- EXERCISE DETAILS:
Below are some records; output exactly the lines from the line with "---- Replied Message" to the line with "(PR #1606) |", both ends kept, and nothing more.
● ● ● ● ● ● ●
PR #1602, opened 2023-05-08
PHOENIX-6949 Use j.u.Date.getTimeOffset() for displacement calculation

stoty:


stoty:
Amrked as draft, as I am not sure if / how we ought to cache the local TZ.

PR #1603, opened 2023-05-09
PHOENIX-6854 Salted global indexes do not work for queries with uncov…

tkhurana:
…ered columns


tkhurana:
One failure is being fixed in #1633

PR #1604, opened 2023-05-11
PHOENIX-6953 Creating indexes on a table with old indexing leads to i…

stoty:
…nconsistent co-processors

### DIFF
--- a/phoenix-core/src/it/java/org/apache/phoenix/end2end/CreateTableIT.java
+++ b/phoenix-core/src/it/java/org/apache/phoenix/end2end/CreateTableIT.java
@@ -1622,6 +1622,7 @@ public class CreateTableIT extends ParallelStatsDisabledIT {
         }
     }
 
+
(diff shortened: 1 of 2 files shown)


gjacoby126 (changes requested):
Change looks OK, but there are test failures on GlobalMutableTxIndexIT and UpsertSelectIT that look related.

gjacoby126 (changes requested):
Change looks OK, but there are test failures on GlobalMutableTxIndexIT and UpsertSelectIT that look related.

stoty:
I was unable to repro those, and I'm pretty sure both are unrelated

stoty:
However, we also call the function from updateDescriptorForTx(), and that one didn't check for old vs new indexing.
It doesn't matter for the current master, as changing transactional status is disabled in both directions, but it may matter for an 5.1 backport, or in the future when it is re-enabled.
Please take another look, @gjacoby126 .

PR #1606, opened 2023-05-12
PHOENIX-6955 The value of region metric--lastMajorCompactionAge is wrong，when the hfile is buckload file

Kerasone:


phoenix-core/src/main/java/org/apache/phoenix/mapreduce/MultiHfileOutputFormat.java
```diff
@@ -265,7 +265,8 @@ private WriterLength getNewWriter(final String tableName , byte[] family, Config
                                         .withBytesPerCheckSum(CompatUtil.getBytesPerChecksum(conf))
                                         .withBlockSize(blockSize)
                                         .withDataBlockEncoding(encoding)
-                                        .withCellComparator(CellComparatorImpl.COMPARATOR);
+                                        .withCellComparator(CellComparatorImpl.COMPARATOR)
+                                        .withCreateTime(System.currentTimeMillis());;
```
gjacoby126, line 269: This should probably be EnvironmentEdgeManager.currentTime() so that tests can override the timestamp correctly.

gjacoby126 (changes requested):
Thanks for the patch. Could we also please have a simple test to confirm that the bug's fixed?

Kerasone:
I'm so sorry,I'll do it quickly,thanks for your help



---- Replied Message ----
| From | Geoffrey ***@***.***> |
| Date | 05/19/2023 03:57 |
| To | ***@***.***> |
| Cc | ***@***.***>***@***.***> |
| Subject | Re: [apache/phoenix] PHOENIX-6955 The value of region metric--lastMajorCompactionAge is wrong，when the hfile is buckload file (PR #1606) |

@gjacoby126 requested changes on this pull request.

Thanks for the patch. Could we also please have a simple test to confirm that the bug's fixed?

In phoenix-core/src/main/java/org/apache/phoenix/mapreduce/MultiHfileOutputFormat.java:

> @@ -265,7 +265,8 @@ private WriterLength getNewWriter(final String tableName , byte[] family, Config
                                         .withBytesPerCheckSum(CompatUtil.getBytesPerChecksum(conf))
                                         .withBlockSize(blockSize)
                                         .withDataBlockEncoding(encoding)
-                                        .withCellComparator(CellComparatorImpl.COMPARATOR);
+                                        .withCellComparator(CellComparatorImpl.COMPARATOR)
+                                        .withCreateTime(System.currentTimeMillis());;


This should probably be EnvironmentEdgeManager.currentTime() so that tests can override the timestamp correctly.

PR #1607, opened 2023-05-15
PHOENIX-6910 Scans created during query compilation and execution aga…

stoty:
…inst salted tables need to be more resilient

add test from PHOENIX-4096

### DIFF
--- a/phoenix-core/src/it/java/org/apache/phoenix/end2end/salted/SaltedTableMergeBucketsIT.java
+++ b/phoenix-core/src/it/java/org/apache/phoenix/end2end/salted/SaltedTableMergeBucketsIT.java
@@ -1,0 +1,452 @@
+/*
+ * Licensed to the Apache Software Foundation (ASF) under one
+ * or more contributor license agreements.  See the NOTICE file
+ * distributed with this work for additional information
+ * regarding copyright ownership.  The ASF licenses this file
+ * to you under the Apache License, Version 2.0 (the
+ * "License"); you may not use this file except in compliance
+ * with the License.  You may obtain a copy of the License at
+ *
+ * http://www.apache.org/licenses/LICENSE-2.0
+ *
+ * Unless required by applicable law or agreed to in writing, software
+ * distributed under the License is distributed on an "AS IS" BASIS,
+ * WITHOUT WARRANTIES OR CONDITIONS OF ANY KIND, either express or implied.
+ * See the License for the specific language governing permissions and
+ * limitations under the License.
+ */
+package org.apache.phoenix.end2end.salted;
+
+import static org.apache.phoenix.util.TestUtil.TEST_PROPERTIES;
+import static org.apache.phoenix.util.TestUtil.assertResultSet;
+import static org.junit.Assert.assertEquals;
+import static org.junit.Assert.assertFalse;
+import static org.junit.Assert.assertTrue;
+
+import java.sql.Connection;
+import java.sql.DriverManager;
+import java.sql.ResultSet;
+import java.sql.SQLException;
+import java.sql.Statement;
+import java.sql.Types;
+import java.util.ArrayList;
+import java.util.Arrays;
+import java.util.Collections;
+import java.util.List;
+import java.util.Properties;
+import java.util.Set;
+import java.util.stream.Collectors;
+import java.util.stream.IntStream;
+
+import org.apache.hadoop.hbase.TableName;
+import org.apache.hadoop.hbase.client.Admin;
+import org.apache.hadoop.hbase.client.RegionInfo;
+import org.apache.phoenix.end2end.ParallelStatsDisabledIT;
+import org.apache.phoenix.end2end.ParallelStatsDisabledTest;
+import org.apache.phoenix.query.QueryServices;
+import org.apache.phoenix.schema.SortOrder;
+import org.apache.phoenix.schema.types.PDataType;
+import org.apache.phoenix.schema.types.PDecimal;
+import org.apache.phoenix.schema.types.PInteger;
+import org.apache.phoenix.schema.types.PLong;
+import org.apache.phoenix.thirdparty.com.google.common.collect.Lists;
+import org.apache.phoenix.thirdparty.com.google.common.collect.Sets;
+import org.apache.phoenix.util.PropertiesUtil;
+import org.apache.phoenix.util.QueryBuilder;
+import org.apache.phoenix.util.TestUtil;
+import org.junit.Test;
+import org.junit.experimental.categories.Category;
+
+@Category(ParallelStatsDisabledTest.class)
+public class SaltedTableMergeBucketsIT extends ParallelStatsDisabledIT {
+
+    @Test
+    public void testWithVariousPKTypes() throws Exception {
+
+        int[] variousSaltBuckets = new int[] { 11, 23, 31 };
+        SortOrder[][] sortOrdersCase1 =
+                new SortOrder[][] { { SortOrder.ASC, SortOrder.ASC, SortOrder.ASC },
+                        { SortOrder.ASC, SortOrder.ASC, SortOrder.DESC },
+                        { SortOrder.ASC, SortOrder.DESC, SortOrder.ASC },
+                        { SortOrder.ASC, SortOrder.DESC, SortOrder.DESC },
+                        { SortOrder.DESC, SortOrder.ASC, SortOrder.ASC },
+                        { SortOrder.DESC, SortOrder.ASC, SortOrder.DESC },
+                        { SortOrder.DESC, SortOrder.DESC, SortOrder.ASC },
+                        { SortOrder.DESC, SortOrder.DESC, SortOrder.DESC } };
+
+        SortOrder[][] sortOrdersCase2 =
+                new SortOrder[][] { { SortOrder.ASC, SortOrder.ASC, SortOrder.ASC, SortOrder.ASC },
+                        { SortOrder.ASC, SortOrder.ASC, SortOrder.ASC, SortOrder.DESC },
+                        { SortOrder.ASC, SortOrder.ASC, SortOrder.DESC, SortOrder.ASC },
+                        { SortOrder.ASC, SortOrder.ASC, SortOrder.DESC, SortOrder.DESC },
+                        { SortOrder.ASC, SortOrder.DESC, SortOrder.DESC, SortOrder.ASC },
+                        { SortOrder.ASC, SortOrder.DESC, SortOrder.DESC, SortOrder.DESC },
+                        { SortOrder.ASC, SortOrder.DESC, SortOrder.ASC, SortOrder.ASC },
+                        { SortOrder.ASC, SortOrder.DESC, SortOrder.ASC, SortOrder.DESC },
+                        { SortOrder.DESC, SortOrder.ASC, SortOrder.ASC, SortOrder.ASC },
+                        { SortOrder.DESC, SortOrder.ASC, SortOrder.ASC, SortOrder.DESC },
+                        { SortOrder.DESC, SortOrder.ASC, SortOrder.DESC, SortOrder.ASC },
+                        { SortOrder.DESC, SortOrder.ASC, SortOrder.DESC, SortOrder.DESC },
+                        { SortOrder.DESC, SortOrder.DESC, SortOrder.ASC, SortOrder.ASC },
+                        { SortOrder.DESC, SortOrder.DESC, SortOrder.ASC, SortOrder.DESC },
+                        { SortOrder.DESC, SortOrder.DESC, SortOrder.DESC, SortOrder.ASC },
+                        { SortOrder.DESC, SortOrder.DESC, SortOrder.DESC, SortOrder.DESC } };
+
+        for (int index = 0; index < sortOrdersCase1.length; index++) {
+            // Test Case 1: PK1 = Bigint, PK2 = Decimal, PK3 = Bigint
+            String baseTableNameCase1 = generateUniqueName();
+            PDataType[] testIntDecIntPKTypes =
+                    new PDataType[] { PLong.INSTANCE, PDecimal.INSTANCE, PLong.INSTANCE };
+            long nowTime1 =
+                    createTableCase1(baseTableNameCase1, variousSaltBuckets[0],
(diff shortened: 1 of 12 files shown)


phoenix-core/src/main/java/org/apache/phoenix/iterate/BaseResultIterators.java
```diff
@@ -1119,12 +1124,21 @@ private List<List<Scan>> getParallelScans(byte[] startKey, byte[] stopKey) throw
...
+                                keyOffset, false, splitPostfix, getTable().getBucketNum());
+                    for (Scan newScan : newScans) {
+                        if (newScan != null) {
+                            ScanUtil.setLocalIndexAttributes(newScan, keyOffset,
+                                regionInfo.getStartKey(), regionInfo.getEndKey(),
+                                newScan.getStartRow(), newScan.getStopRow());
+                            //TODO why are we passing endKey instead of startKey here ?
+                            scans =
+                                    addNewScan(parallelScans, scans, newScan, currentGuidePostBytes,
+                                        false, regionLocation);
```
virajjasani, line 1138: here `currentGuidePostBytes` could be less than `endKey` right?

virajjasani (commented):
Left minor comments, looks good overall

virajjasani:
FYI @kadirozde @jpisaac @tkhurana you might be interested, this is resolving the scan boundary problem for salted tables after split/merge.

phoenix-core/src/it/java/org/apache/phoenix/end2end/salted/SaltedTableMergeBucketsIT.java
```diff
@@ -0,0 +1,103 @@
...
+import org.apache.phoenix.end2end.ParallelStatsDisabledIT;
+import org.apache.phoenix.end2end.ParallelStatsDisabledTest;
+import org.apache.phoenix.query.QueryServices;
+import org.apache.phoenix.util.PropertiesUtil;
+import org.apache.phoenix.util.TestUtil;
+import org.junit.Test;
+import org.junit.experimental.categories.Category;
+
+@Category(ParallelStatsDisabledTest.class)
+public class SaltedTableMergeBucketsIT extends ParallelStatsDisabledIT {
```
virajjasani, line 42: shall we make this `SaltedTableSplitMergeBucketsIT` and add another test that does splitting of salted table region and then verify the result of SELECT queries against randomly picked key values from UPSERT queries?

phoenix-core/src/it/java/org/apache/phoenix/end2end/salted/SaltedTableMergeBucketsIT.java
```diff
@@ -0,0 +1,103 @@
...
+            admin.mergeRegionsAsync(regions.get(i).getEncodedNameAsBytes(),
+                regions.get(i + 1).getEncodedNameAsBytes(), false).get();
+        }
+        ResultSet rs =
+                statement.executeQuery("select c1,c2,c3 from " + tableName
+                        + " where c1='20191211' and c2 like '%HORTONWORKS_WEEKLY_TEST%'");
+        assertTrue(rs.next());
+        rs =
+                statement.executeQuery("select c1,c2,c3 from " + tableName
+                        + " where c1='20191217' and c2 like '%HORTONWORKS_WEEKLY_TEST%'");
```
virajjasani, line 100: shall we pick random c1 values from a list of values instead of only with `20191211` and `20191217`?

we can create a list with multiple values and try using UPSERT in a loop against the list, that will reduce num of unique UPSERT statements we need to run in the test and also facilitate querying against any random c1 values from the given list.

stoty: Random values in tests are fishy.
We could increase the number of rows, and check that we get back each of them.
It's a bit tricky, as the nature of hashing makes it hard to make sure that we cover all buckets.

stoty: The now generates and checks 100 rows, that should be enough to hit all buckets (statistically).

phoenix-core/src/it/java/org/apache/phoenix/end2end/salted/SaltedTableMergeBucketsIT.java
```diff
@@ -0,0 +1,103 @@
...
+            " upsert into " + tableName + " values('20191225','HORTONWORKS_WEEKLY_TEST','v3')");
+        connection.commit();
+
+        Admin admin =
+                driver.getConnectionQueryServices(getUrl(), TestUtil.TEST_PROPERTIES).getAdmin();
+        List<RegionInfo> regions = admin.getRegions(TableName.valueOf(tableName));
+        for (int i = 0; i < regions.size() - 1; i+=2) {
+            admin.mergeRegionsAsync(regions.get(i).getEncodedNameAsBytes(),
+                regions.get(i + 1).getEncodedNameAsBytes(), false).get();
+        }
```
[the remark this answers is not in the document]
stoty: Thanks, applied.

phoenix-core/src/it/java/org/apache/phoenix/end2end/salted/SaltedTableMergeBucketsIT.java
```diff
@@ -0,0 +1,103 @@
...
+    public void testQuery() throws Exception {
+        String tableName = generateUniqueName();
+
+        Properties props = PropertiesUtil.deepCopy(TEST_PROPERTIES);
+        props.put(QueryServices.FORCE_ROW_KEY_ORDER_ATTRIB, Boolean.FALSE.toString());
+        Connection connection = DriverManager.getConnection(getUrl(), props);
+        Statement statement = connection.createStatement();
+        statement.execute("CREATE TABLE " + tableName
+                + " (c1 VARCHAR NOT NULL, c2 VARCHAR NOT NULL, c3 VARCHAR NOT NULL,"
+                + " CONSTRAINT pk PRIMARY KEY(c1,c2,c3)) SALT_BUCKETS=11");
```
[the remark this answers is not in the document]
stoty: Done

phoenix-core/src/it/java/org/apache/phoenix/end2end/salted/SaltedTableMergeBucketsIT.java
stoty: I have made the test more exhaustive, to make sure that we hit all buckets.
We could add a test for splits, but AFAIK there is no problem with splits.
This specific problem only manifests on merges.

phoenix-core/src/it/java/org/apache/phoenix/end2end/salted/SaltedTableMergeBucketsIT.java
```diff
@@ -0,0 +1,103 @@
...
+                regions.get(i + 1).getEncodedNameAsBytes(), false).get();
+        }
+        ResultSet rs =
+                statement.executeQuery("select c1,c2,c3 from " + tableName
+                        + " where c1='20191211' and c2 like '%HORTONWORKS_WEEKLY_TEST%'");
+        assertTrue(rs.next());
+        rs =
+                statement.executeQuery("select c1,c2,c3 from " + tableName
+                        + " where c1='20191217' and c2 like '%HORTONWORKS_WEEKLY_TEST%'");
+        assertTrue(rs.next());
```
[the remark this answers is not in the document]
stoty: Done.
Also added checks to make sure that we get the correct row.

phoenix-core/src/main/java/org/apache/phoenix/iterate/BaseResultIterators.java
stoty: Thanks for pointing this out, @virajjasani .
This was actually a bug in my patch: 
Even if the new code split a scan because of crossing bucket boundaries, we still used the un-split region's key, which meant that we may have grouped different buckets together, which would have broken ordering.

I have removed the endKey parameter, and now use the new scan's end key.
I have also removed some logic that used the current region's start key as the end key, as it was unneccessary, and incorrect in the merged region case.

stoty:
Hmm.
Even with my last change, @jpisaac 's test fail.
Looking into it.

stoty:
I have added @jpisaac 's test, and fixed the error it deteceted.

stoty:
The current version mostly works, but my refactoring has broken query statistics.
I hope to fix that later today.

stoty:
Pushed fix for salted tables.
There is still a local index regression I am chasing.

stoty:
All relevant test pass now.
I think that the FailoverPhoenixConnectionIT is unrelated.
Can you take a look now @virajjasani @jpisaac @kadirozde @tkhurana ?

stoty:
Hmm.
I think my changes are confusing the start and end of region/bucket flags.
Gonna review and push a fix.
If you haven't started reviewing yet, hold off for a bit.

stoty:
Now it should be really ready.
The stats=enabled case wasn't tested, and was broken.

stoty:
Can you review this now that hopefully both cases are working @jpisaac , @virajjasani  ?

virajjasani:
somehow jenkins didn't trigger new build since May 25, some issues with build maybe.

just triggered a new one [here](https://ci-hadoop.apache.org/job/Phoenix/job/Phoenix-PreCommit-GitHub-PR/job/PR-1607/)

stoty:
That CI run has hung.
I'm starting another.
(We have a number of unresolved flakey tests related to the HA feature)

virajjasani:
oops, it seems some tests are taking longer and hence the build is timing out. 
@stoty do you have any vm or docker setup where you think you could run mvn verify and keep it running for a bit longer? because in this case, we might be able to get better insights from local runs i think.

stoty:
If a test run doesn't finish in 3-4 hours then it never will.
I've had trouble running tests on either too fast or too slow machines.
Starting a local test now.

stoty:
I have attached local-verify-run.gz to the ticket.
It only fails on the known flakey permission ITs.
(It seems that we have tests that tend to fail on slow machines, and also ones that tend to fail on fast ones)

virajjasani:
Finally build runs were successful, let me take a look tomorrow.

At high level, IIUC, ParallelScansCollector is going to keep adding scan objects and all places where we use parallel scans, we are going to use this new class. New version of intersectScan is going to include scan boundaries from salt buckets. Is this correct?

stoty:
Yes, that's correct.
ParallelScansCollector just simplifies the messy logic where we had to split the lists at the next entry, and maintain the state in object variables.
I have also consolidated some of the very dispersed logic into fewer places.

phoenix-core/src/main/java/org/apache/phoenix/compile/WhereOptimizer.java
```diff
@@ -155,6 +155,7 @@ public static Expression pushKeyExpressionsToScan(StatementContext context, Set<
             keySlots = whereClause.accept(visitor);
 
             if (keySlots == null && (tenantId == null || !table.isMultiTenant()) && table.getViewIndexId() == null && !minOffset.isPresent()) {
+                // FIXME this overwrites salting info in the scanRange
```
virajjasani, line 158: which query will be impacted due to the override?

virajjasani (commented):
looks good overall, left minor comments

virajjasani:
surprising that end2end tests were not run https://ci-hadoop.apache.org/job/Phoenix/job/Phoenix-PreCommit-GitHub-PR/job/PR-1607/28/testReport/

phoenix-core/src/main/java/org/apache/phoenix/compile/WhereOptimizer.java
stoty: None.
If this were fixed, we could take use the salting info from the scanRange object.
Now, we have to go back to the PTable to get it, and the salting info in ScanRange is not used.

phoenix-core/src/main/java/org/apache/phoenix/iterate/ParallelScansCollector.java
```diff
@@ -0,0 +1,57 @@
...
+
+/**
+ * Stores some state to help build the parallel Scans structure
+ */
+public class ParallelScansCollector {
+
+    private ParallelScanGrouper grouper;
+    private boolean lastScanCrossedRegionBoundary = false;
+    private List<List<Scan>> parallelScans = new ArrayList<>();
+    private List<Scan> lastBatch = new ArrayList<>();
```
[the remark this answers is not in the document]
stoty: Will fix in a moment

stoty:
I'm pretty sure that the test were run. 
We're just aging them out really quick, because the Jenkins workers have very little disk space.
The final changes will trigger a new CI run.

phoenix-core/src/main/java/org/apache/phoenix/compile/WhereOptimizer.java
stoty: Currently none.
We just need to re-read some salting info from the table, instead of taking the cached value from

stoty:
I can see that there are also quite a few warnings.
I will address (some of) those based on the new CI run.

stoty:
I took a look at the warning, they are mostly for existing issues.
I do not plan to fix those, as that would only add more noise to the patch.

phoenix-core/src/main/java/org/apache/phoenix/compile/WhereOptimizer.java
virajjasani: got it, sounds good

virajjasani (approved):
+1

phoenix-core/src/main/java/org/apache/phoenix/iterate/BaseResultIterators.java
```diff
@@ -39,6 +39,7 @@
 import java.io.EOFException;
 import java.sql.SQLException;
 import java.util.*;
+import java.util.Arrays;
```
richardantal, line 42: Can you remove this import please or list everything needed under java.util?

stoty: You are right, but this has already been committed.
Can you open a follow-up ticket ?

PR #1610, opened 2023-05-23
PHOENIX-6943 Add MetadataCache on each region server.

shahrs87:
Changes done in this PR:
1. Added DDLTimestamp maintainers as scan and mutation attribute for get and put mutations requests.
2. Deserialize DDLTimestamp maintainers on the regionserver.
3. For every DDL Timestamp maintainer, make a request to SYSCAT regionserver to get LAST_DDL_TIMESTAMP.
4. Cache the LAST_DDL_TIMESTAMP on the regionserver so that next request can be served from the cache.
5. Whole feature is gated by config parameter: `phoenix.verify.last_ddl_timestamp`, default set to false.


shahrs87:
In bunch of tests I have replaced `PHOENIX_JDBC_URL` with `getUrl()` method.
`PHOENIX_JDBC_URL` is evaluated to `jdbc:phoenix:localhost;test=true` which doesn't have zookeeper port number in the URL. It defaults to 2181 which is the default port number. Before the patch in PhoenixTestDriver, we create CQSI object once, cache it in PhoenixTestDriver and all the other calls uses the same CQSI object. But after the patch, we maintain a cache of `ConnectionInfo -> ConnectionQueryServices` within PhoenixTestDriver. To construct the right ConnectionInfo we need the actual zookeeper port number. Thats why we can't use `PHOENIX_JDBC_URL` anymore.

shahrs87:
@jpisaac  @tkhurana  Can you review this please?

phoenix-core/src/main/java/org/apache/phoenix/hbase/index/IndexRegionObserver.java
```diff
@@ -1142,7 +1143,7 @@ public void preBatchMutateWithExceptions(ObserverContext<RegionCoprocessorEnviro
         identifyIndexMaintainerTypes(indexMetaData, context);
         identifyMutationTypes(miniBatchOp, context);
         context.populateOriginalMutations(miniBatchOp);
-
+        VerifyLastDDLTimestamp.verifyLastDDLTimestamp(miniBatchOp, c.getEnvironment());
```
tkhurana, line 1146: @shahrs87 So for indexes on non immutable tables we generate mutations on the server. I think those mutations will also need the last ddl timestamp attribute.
● ● ● ● ● ● ●
- OUTPUT BELOW:
---- Replied Message ----
| From | Geoffrey ***@***.***> |
| Date | 05/19/2023 03:57 |
| To | ***@***.***> |
| Cc | ***@***.***>***@***.***> |
| Subject | Re: [apache/phoenix] PHOENIX-6955 The value of region metric--lastMajorCompactionAge is wrong，when the hfile is buckload file (PR #1606) |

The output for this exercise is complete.